The French Scholar's Forbidden Discovery
Eugenie Merieau has done what no Thai scholar dared: she stripped naked Thailand's lese-majeste law and exposed its authoritarian anatomy. Her forensic dissection of Section 112 reveals not legal protection but political weaponization dressed in sacred robes. While Thai academics whisper in corners, terrified of their own research subject, this French scholar has blown apart the myth of royal law as cultural preservation. But Merieau's breakthrough illuminates something far more sinister than Thailand's peculiar monarchical paranoia. Her analysis unwittingly exposes the blueprint for what might be called "divine authoritarianism" – a sophisticated system that transforms political dissent into spiritual crime. And nowhere is this blueprint more perfectly replicated than in India's Hindutva machinery, where blasphemy laws and cultural nationalism create an almost identical apparatus for criminalizing opposition.
When God Becomes Government
The philosophical architecture of both systems rests on a brilliant perversion of Carl Schmitt's political theology. Schmitt argued that the sovereign decides on the exception, but Thailand and India have gone further: their sovereigns decide on the sacred itself. The Thai monarchy doesn't just rule; it embodies cosmic order through centuries of Brahmanical legitimation fused with Buddhist cosmology, creating the "devaraja" tradition where questioning the king means challenging the universe's fundamental structure. India's Hindutva ideology operates through parallel machinery, positioning Hindu nationalism not as political preference but as civilizational dharma, where criticism becomes cosmic treason. Both have solved modernity's legitimacy crisis by making their authority appear divinely ordained rather than humanly constructed, metaphysically necessary rather than politically contingent.
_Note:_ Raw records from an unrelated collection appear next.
PR #2234, opened 2021-04-22
feat: KT-45842 sealed class inheritance in MPP

p7nov:
Update doc as per https://youtrack.jetbrains.com/issue/KT-45842

### DIFF
--- a/docs/topics/sealed-classes.md
+++ b/docs/topics/sealed-classes.md
@@ -56,7 +56,7 @@ In [multiplatform projects](mpp-intro.md), there comes one more restriction: dir
 reside in the same source set. It applies to sealed classes without the [`expect`/`actual`](mpp-connect-to-apis.md) modifiers.
 
 A sealed class can be declared as `expect` in a common source set and have `actual` implementations in platform source sets.
-In this case, both `expect` and `actual` classes can have subclasses in their source sets. Moreover, if you use [hierarchical structure](mpp-share-on-platforms.md#share-code-on-similar-platforms),
+In this case, both `expect` and `actual` classes can have subclasses in their source sets. Moreover, if you use a [hierarchical structure](mpp-share-on-platforms.md#share-code-on-similar-platforms),
 you can create subclasses in any source set between the `expect` and `actual` declarations. 
 
 [Learn more about the hierarchical structure of multiplatform projects](mpp-share-on-platforms.md#share-code-on-similar-platforms). 
--- a/docs/topics/sealed-classes.md
+++ b/docs/topics/sealed-classes.md
@@ -50,6 +50,18 @@ Subclasses of sealed classes must have a proper qualified name. They can't be lo
 >
 {type="note"}
 
+### Inheritance in multiplatform projects
+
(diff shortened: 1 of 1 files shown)


wild-lynx (approved):

docs/topics/sealed-classes.md
```diff
@@ -50,6 +50,18 @@ Subclasses of sealed classes must have a proper qualified name. They can't be lo
 >
 {type="note"}
 
+### Inheritance in multiplatform projects
+
+In [multiplatform projects](mpp-intro.md), there comes one more restriction: direct subclasses of sealed classes must
```
koshachy, line 55: I prefer more simplified wording in such cases, like "There is an inheritance restriction in multiplatform projects:", but yours is also good!

docs/topics/sealed-classes.md
```diff
@@ -50,6 +50,18 @@ Subclasses of sealed classes must have a proper qualified name. They can't be lo
...
+reside in the same source set. It applies to sealed classes without the [`expect`/`actual`](mpp-connect-to-apis.md) modifiers.
+
+A sealed class can be declared as `expect` in a common source set and have `actual` implementations in platform source sets.
+In this case, both `expect` and `actual` classes can have subclasses in their source sets. Moreover, if you use [hierarchical structure](mpp-share-on-platforms.md#share-code-on-similar-platforms),
```
koshachy, line 59:
```suggestion
In this case, both `expect` and `actual` classes can have subclasses in their source sets. Moreover, if you use a [hierarchical structure](mpp-share-on-platforms.md#share-code-on-similar-platforms),
```

docs/topics/sealed-classes.md
```diff
@@ -50,6 +50,18 @@ Subclasses of sealed classes must have a proper qualified name. They can't be lo
 >
 {type="note"}
 
+### Inheritance in multiplatform projects
+
+In [multiplatform projects](mpp-intro.md), there comes one more restriction: direct subclasses of sealed classes must
+reside in the same source set. It applies to sealed classes without the [`expect`/`actual`](mpp-connect-to-apis.md) modifiers.
```
koshachy, line 56: Maybe a conjunction suits here better than the backslash sign.

docs/topics/sealed-classes.md
```diff
@@ -50,6 +50,18 @@ Subclasses of sealed classes must have a proper qualified name. They can't be lo
...
+
+A sealed class can be declared as `expect` in a common source set and have `actual` implementations in platform source sets.
```
koshachy, line 58: The second paragraph is a bit unclear for me — it seems to be a little out of touch with the beginning, where the restriction is explained.
I cannot offer a better structure here yet, but I think we can use this one (I mean yours) and return to it in the future. WDYT?

docs/topics/sealed-classes.md
koshachy: You can omit this if it was suggested by the copy editors team.

docs/topics/sealed-classes.md
p7nov: I've changed the intro a bit. Not sure this is worth returning to, let's see if we have complaints.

Twenty Failures, One Pattern
This is where Thailand's constitutional carnage becomes crucial evidence. The kingdom has torn through twenty constitutions since 1932 not because of political instability but because of structural impossibility. Each constitution attempted the juridical equivalent of squaring a circle: reconciling unlimited sacred monarchy with limited democratic government. Thongchai Winichakul's concept of the national "geo-body" explains how Siamese survival through colonialism required grafting modern state apparatus onto ancient cosmological kingship. The result was constitutional schizophrenia, where every legal framework eventually shattered against the fundamental contradiction between popular sovereignty and divine authority. Thailand's constitutions weren't destroyed by coups alone but by the philosophical impossibility of containing transcendent power within temporal law.
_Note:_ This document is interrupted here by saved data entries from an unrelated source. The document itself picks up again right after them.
PR #2235, opened 2021-04-22
Fix typo in control-flow.md

yunxing:
iterator function should return `Iterator<>` instead.


yunxing:
Ping on this -- it's a simple change!

PR #2241, opened 2021-04-26
update: add links to videos to whatsnew15.md

p7nov:


koshachy (approved):
👍 

Next time we should try another place for videos and check the users' behavior :)

For example, maybe "Learn more" is better to be placed after the video 🤔

p7nov:
> For example, maybe "Learn more" is better to be placed after the video 🤔

I thought about this option but decided that "Learn more" will be less visible then. 
Let's check next time anyway.

PR #2248, opened 2021-04-28
chore: move the scope function selection table up

p7nov:


koshachy (approved):

koshachy:
There is room for improvement, but I think that it is out of scope for this PR.

PR #2546, opened 2021-10-01
MutableLists should be stored in vals, not vars

lowasser:
Mutation to MutableLists should be done not by reassigning the property, but by modifying the list.  Otherwise, you can get nasty ambiguity errors with e.g. +=.


p7nov:
Good catch, thank you for spotting!

PR #2547, opened 2021-10-03
Update collection-aggregate.md

homchom:
Update collection-aggregate.md to fix the incorrectly documented relationship between "by" max/min functions (`maxByOrNull`) and "of" max/min functions (`maxOfOrNull`). The current documentation says that `maxByOrNull` and `maxOf` are the same except for how they handle empty collections. I believe this is incorrect because `maxOf` also returns a selector return value, not a collection element. In addition, the current documentation does not mention some functions, such as `maxOfOrNull` and `maxOfWithOrNull`.

This is my first time contributing to the docs; please let me know if I made a mistake or am misunderstanding something.


homchom:
Update: Apparently, maxBy and minBy are deprecated, with a message saying to use maxByOrNull and minByOrNull instead. My commit references them, which is a mistake. However, now I am confused; maxOf and minOf are not deprecated, but they also have maxOfOrNull and minOfOrNull counterparts. Are there plans to deprecate maxOf and minOf as well? And why exactly were maxBy and minBy deprecated? I can make another commit if needed to remove mentions of maxBy and minBy, but I want to make sure I understand the situation fully before doing so.

p7nov:
Hi @homchom!

Thank you for spotting this.
Here is the situation: `max`/`min` and `maxBy`/`minBy` were introduced in early versions of stdlib. Now their behavior on empty collections doesn't fit into the modern naming scheme of stdlib: they return `null` on empty collections but don't have the `orNull` suffix. This is why we deprecated them in favor of their new `orNull` counterparts. Later we'll remove these functions and reintroduce them with the correct behavior after the deprecation cycle. You can read about this in [this blog post](https://blog.jetbrains.com/kotlin/2020/07/kotlin-1-4-m3-is-out-standard-library-changes/).

Bottom line: 
- you're completely right that `maxByOrNull` and `maxOf` aren't alternatives 👍 
- adding `maxOfOrNull()` and `maxOfWithOrNull()` is correct 👍 
- in the paragraph about alternatives we need to list only relevant (non-deprecated) functions. 

You can update the PR yourself or I can help with it. 
Thanks again!

p7nov (changes requested):
Please see my comment in the conversation.

homchom:
Thanks for the response! That makes a lot of sense; I see now.

As for your requested change, I am not sure I understand. In my later commits (31 Oct), I believe I removed references to the deprecated functions in the alternatives paragraph. Did I miss some, or am I misunderstanding? If you want, you can go ahead and just make any changes you want.

p7nov:
Ah, sorry, I also got confused with all these functions. `maxOf/minOf` are fine; I thought they were deprecated too.
Now everything is fine, I've just updated the formatting a bit.

p7nov (approved):

PR #2549, opened 2021-10-04
Update contribute.md

Rocksnake:
I found a link error in 'contribute.html' about documentation source code, and I think it should be changed.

Consider the perverse genius of this arrangement. Every constitutional crisis becomes evidence not of systemic failure but of divine necessity. When courts bow to royal prerogative, when parliaments defer to palace wishes, when constitutions crumble before monarchical will, the system presents this not as authoritarianism but as cosmic correction. The constitution fails because it dared oppose eternal order. Democracy stumbles because it challenged divine arrangement. Opposition collapses because it resisted sacred truth.
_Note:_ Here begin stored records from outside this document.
PR #2560, opened 2021-10-09
docs: Add an observation about the copy() function

lrmiguel:
Since in line 56 is declared that properties outside the primary constructor are not being used in the `copy()` implementation, it is clearer if we add a disclaimer in the docs.

### DIFF
--- a/docs/topics/data-classes.md
+++ b/docs/topics/data-classes.md
@@ -77,7 +77,7 @@ fun main() {
 
 ## Copying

Parallel Paths to Sacred Suppression
India's trajectory reached identical destinations through different routes. Where Thailand preserved divine monarchy directly, India's founders created secular constitutional architecture that Hindutva has colonized from within like a constitutional parasite. The movement's genius lies not in rejecting democratic frameworks but in redefining their spiritual essence, transforming secular nationalism into Hindu rashtra through judicial capture, cultural policy, and legal interpretation. The result functionally mirrors Thailand's system: constitutional government increasingly subordinated to claims of sacred authority that transcend democratic accountability.
When Law Becomes Lawless
Both systems have perfected what Giorgio Agamben would recognize as permanent states of exception disguised as cultural protection. Thailand's lese-majeste prosecutions create legal black holes where normal constitutional protections vanish the moment royal dignity is invoked. The law's calculated vagueness – prohibiting royal insults without defining either insult or royal boundaries – transforms every citizen into a potential criminal whose guilt depends entirely on state interpretation of sacred offense. A Facebook like becomes sedition. A historical question becomes treason. A political criticism becomes cosmic blasphemy.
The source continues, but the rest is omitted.